◆ Exercise ◆
Only a number is wanted: how many lines in the records below contain "doesn"?
─── Records ───
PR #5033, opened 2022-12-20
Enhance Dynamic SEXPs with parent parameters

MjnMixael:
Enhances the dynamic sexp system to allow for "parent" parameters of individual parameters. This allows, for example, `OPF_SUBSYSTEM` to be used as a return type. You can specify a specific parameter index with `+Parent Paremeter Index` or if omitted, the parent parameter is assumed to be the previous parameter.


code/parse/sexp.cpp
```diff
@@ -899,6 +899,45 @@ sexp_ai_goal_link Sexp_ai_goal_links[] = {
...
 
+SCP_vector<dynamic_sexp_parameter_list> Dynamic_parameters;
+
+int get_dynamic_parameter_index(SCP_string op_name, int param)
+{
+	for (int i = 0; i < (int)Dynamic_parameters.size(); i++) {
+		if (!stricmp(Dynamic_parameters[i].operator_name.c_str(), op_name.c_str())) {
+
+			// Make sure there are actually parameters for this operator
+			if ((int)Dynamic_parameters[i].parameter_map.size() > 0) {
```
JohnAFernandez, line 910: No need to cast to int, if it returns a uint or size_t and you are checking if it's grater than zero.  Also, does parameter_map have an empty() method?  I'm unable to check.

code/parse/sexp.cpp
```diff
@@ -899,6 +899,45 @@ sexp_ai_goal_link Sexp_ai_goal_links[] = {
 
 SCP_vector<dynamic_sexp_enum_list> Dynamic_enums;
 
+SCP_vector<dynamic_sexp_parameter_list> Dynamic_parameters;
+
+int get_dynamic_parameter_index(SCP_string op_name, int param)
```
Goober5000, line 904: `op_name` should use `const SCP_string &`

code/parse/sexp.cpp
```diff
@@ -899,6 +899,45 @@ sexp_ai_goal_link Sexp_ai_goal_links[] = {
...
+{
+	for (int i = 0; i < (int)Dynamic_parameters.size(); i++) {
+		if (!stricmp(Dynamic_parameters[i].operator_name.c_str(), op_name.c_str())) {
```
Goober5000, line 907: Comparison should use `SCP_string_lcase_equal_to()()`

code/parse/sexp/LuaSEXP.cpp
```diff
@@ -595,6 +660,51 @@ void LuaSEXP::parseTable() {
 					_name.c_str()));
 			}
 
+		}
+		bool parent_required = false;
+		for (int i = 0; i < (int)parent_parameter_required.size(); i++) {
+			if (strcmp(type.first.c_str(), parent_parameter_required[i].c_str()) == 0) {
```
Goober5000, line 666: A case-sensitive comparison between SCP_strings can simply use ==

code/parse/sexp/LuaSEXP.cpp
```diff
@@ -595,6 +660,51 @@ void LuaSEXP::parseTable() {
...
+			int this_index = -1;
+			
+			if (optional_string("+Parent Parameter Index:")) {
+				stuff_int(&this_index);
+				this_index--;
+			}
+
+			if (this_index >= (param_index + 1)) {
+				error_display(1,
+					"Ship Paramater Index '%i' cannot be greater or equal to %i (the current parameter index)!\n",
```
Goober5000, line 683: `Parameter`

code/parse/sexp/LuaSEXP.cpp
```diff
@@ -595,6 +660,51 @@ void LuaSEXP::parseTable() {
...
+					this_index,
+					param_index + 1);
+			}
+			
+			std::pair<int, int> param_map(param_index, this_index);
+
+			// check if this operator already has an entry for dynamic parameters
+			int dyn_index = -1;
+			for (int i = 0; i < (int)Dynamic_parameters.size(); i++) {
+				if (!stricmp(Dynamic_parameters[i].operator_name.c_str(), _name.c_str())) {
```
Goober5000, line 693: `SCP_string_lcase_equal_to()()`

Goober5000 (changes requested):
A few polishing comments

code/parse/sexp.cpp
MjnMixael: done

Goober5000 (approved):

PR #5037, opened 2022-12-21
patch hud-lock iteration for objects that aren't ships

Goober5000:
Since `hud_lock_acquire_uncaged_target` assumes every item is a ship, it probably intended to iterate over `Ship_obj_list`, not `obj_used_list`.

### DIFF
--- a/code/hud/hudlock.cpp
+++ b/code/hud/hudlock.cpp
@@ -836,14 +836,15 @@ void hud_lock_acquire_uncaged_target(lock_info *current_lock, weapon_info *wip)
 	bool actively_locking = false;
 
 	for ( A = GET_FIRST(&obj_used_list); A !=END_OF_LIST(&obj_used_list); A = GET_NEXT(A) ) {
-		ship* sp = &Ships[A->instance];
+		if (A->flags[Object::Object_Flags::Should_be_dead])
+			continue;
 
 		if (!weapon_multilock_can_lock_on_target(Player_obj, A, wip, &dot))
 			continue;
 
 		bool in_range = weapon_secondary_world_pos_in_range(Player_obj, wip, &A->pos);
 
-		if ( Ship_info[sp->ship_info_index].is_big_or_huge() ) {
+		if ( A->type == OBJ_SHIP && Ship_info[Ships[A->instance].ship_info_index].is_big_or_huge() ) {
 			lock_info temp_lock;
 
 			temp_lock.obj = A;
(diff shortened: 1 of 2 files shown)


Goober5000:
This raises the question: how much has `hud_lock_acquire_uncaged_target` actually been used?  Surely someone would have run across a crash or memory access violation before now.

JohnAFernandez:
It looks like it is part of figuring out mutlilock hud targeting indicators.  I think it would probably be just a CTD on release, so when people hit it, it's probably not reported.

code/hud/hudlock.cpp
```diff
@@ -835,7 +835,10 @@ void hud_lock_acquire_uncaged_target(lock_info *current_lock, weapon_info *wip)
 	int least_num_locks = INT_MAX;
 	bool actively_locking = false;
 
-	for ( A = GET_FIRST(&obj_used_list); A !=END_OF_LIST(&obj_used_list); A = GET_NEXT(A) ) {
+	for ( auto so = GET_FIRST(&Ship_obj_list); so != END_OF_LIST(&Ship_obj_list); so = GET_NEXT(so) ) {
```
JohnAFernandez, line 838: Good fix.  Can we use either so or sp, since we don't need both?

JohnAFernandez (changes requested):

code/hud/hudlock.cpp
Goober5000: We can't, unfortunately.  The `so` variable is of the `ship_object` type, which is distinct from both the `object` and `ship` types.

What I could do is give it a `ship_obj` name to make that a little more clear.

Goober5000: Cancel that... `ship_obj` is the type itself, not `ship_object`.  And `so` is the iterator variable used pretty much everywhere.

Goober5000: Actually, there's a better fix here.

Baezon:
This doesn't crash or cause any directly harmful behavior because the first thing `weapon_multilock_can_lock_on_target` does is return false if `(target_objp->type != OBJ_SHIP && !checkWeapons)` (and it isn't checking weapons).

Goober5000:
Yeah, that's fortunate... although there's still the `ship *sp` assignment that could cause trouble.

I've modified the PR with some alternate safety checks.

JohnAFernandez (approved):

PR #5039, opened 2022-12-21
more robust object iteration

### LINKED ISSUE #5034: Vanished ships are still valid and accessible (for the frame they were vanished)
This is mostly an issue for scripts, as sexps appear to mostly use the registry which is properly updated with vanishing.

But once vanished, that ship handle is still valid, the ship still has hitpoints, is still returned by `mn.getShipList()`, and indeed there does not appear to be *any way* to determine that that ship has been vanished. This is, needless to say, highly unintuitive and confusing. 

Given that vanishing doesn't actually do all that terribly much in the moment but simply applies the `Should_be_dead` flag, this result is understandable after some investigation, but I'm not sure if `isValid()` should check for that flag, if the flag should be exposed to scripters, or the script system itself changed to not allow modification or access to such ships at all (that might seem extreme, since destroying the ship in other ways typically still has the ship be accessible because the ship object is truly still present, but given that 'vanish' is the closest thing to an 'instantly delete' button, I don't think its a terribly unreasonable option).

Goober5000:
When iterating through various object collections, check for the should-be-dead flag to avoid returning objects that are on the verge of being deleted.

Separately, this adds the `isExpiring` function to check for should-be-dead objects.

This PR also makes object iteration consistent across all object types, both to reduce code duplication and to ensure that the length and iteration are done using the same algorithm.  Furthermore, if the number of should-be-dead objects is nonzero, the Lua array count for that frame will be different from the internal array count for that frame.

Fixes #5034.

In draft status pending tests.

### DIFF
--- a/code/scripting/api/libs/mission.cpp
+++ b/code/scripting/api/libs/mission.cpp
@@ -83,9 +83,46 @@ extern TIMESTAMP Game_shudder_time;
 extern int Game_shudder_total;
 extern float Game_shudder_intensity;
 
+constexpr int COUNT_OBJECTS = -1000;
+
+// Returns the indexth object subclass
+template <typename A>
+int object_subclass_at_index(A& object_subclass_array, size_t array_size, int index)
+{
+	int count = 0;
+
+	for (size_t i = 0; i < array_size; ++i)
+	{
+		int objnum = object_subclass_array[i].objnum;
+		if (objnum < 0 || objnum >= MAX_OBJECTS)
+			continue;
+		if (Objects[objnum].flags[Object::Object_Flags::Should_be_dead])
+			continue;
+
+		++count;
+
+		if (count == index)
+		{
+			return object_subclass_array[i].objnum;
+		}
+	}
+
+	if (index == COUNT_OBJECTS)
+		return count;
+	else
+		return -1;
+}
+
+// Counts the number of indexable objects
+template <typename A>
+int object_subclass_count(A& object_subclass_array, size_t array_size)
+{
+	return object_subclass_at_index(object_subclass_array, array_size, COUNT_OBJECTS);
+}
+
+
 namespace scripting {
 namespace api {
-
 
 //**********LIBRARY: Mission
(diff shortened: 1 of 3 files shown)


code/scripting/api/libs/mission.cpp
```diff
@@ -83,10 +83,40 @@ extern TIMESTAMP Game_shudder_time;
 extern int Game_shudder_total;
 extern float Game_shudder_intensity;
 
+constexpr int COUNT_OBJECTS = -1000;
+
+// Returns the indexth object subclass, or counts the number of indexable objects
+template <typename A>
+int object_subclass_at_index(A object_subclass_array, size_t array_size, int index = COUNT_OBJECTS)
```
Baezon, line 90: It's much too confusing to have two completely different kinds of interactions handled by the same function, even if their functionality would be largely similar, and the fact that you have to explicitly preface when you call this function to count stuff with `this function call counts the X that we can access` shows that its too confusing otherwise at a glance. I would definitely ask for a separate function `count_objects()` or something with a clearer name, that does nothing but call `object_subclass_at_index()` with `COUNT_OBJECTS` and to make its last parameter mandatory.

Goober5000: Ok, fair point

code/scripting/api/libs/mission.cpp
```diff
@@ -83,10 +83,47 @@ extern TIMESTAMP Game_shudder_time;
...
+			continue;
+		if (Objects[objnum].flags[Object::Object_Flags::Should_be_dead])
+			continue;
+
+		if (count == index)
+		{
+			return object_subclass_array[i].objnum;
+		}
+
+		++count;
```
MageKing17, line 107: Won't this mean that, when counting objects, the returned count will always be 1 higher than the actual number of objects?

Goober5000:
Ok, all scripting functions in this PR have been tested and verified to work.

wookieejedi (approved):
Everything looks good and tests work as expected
───
◆ Answer area ◆
2